DATA SUPPLIED:
PR #27, opened 2025-05-22
Bug fixes on preprocess, line segment returning worse solution, temporary fix add B&B solution directly

akifcorduk:
This PR fixes bugs in

- Preprocess in set callback function, the checks were done on the original assignment before preprocess, thus rejecting almost all set_solution calls.
- Line segment returning worse solutions because of bug.
- A side effect of LS returning worse solutions is that B&B added solutions are not added to the population as LS makes them worse.


aliceb-nv (approved):
LGTM, thanks!

cpp/src/mip/problem/problem.cu
```diff
@@ -630,6 +611,25 @@ bool problem_t<i_t, f_t>::pre_process_assignment(rmm::device_uvector<f_t>& assig
                  temp_assignment.begin(),
                  assignment.begin());
   handle_ptr->sync_stream();
+  auto has_nans = cuopt::linear_programming::detail::has_nans(handle_ptr, assignment);
```
hlinsen: This will cause errors if not caught before

cpp/src/mip/problem/problem.cu
```diff
@@ -630,6 +611,25 @@ bool problem_t<i_t, f_t>::pre_process_assignment(rmm::device_uvector<f_t>& assig
...
+
+  auto has_integrality_discrepancy = cuopt::linear_programming::detail::has_integrality_discrepancy(
+    handle_ptr, integer_indices, assignment, tolerances.integrality_tolerance);
+  if (has_integrality_discrepancy) {
+    CUOPT_LOG_DEBUG("Solution discarded due to integrality discrepancy");
+    return false;
+  }
+
+  auto has_variable_bounds_violation =
+    cuopt::linear_programming::detail::has_variable_bounds_violation(handle_ptr, assignment, this);
```
hlinsen, line 628: Does it solve the issue if you pass original problem bounds here?

akifcorduk: Probably, i didn't try it. But it was not accepting the solutions we outputted with get_solution.

hlinsen: Because bounds are scaled so I think this is the issue

hlinsen (approved):
Thanks Akif!

spoorendonk:
Port complete, validated, pushed to spoorendonk/cuopt delta-api-main.

PR #33, opened 2025-05-23
Fix bug: dual simplex does not fill in additional info

chris-maes:
Adds additional termination info for dual simplex. This allows users to get the same info from either solver when using Concurrent mode.


cpp/src/linear_programming/solve.cu
```diff
@@ -253,10 +255,17 @@ optimization_problem_solution_t<i_t, f_t> convert_dual_simplex_sol(
...
+  info.primal_objective            = solution.user_objective;
+  info.dual_objective              = solution.user_objective;
+  info.gap                         = 0.0;
+  info.relative_gap                = 0.0;
+  info.solve_time                  = duration;
+  info.number_of_steps_taken       = solution.iterations;
+  info.l2_primal_residual          = solution.l2_primal_residual;
+  info.l2_dual_residual            = solution.l2_dual_residual;
+  info.l2_relative_primal_residual = solution.l2_primal_residual / (1.0 + norm_user_objective);
+  info.l2_relative_dual_residual   = solution.l2_dual_residual / (1.0 + norm_rhs);
```
Kh4ster, line 274: Shouldn't we also set:
total_number_of_attempted_steps (same as the other step for Dual Simplex)
max_primal_ray_infeasibility (can be 0 for Dual Simplex)
primal_ray_linear_objective (same)
max_dual_ray_infeasibility (same)
dual_ray_linear_objective (same)
?

chris-maes: Done. Thanks for catching this!

PR #38, opened 2025-05-27
Fix branch and nightly build for libcuopt wheel to build on only python3.12

rgsl888prabhu:
Libcuopt wheel is a wrapper arounf C++ layer and there is nothing specific with respect to python version, so we just need to build for python3 version for different cuda and archs.

This also adds updates to README to add build status


README.md
```diff
@@ -53,4 +55,4 @@ conda install -c rapidsai -c conda-forge -c nvidia \
 We also provide [nightly Conda packages](https://anaconda.org/rapidsai-nightly) built from the HEAD
 of our latest development branch.
 
-Note: cuOpt is supported only on Linux, and with Python versions 3.10 and later.
+Note: cuOpt is supported only on Linux, and with Python versions 3.10 and later.
```
tmckayus, line 58: if we are limiting tests to 3.12 and excluding 3.13, should we say 3.10-3.12 here?

ramakrishnap-nv: Yes, I have updated in another PR where I am addressing VDR and VPR reviews

PR #42, opened 2025-05-28
Add missing nvtx ranges and cuda checks

hlinsen:
This PR adds:
* More comprehensive profiling by populating more methods with nvtx ranges.The bottlenecks shift depending on instance properties and are hard to track.
* Missing checks after kernel calls.


rgsl888prabhu:
@rg20 @Kh4ster  May I get your review on this PR

PR #119, opened 2025-06-23
Fix compile error when building with clang.

legrosbuffle:
`move_score_t` is not trivially default-constructible, clang is unhappy with a shared array of `move_score_t`:

`error: initialization is not supported for __shared__ variables`

Use an aligned char array instead.


rgsl888prabhu:
Thank you @legrosbuffle for the PR

aliceb-nv (approved):
Thank you for the PR :)

PR #120, opened 2025-06-24
Use cusparsespmv_preprocess() now that Raft implements it.

vitor1001:
## Description
This removes a temporary hack.

## Checklist

- [X] I am familiar with the [Contributing Guidelines](https://github.com/NVIDIA/cuopt/blob/HEAD/CONTRIBUTING.md).
- Testing 
   - [X] New or existing tests cover these changes
   - [ ] Added tests
   - [ ] NA
- Documentation
   - [ ] Added new documentation 
   - [X] NA


cpp/src/linear_programming/cusparse_view.cu
```diff
@@ -31,96 +31,6 @@
...
-    dynamic_load_runtime::function<cusparseSpMV_preprocess_sig>("cusparseSpMV_preprocess");
-  if (func.has_value()) {
-    RAFT_CUSPARSE_TRY(cusparseSetStream(handle, stream));
-    RAFT_CUSPARSE_TRY(
-      (*func)(handle, opA, alpha, matA, vecX, beta, vecY, float_type, alg, externalBuffer));
-  }
-}
-#endif
-
 // This cstr is used in pdhg
```
Kh4ster: If we use RAFT cusparsespmv_preprocess will the above logic be maintained?

cpp/src/linear_programming/cusparse_view.hpp
```diff
@@ -77,17 +77,17 @@ class cusparse_view_t {
...
-  // cusparse view of auxillirary space needed for some spmv computations
+  // cusparse view of auxiliary space needed for some spmv computations
   cusparseDnVecDescr_t tmp_primal;
   cusparseDnVecDescr_t tmp_dual;
 
   // reuse buffers for cusparse spmv
-  rmm::device_uvector<uint8_t> buffer_non_transpose;
-  rmm::device_uvector<uint8_t> buffer_transpose;
+  rmm::device_uvector<f_t> buffer_non_transpose;
+  rmm::device_uvector<f_t> buffer_transpose;
```
Kh4ster: Since we use resize on those, I think it will overallocate if we use f_t (double in most cases) instead of uint8_t or am I mistaking?

vitor1001:
> Please run : https://github.com/NVIDIA/cuopt/blob/branch-25.08/ci/check_style.sh (or just the pre-commit part) to pass the check-style

Thanks for the tip, done!

vitor1001:
> @vitor1001 Sorry maybe it's on my side then. I have shared a screenshot with the review comments I left, don't you see those in you go up the thread or in the file section?

@Kh4ster I confirm those are not visible. Maybe there is a "finish review" or "publish comments" button?

About the comment: Raft doesn't do dlopen() explicitly ([link](https://github.com/rapidsai/raft/blob/0baf228551cbccd82d22dde43065581c31605882/cpp/include/raft/sparse/detail/cusparse_wrappers.h#L432-L454)). That said, I guess if one have a similar runtime/header mismatch Raft will be broken and maybe a better fix is having Raft CMake checking for the mismatch and asking the user to fix the environment? Such work-arounds sound dangerous, is it still necessary?

Kh4ster:
@rgsl888prabhu regarding the comments I put on the PR as review, do you know why external contributors would not see those?

Kh4ster:
@vitor1001 sorry for the delay in the response I was on PTO.

I don't know why you can't see my review comment but this is an issue, we will try to understand why.

Regarding dl_open:
I agree that the result is "dangerous" but this is the only way we had to make it work at the time.
@rgsl888prabhu do you confirm because we rely on RAPIDS CI, we may have a mismatch the compiled CUDA version and the runtime CUDA version? Or can you confirm that we do not support anything < 12.4 anymore?

Regarding my last comment @vitor1001 let me put it here as screenshot:
image

rgsl888prabhu:
> > @vitor1001 Sorry maybe it's on my side then. I have shared a screenshot with the review comments I left, don't you see those in you go up the thread or in the file section?
> 
> @Kh4ster I confirm those are not visible. Maybe there is a "finish review" or "publish comments" button?
> 
> About the comment: Raft doesn't do dlopen() explicitly ([link](https://github.com/rapidsai/raft/blob/0baf228551cbccd82d22dde43065581c31605882/cpp/include/raft/sparse/detail/cusparse_wrappers.h#L432-L454)). That said, I guess if one have a similar runtime/header mismatch Raft will be broken and maybe a better fix is having Raft CMake checking for the mismatch and asking the user to fix the environment? Such work-arounds sound dangerous, is it still necessary?

I agree, those comments are pending and need to be submitted, that's why you can see them but not us.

TASK REQUIREMENTS: Give back exactly the lines above starting at the line where "akifcorduk: Probably, i" appears and ending at the line where "Kh4ster, line 274: Shouldn't" appears, both included, with no other lines.

EXERCISE RESPONSE:
akifcorduk: Probably, i didn't try it. But it was not accepting the solutions we outputted with get_solution.

hlinsen: Because bounds are scaled so I think this is the issue

hlinsen (approved):
Thanks Akif!

spoorendonk:
Port complete, validated, pushed to spoorendonk/cuopt delta-api-main.

PR #33, opened 2025-05-23
Fix bug: dual simplex does not fill in additional info

chris-maes:
Adds additional termination info for dual simplex. This allows users to get the same info from either solver when using Concurrent mode.


cpp/src/linear_programming/solve.cu
```diff
@@ -253,10 +255,17 @@ optimization_problem_solution_t<i_t, f_t> convert_dual_simplex_sol(
...
+  info.primal_objective            = solution.user_objective;
+  info.dual_objective              = solution.user_objective;
+  info.gap                         = 0.0;
+  info.relative_gap                = 0.0;
+  info.solve_time                  = duration;
+  info.number_of_steps_taken       = solution.iterations;
+  info.l2_primal_residual          = solution.l2_primal_residual;
+  info.l2_dual_residual            = solution.l2_dual_residual;
+  info.l2_relative_primal_residual = solution.l2_primal_residual / (1.0 + norm_user_objective);
+  info.l2_relative_dual_residual   = solution.l2_dual_residual / (1.0 + norm_rhs);
```
Kh4ster, line 274: Shouldn't we also set:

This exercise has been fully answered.